David Cronenberg once said that “all stereotypes turn out to be true. This is a horrifying thing about life. All those things you fought against as a youth: you begin to realize they're stereotypes because they're true”.

What is truly painful is that fellow scientists hurried in a mob mentality frenzy, as if they didn’t know any better, to crucify Kanazawa. Some said what he did was not science, others used his data to prove black on white that Black women are scientifically proven as being attractive. And that is the end of it, we use science as the ultimate proof to make a point, forgetting it should be neutral. But we are not neutral, so why should science be?

As a woman, an Eastern European with a half Middle Easterner child, I had multiple reasons to dislike “the scientific fundamentalist” Satoshi Kanzawa and yet I didn’t. Am I more tolerant than the rest of the civilized Western world? Maybe not, and Juno knows I am prone, like anybody else, to stereotyping, which is an active process of simplifying our surroundings and ease up our cognitive processes.

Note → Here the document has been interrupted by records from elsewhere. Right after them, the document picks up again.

PR #6220, opened 2025-07-31
[WIP] Bump bootloose and remove dependency docker/docker

juanluisvaladas:
This is PR is just to run CI and verify that nothing breaks. I did a quick test on my machine


juanluisvaladas:
https://github.com/k0sproject/bootloose/pull/179 is merged so there is no need for this. Dependabot will bump it soon.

Yet, this time, Satoshi seemed to have stepped on a few sensible toes and most probably the reasons for which he is being ostracized are mostly political.

As someone who was born, raised and lived most of her teenage years under a communist dictatorship I always and unconditionally admired the ease and luxury of free speech the civilized West had. After a while, I realized there is no freedom, as we have no free will – another debate that is worth a two cent opinion-, and political correctness is just another trick invented by the spin doctors to get a few extra votes from the minorities. And sadly, the West never seemed uglier that these days.

Written in 2008 and re-posted in 2023.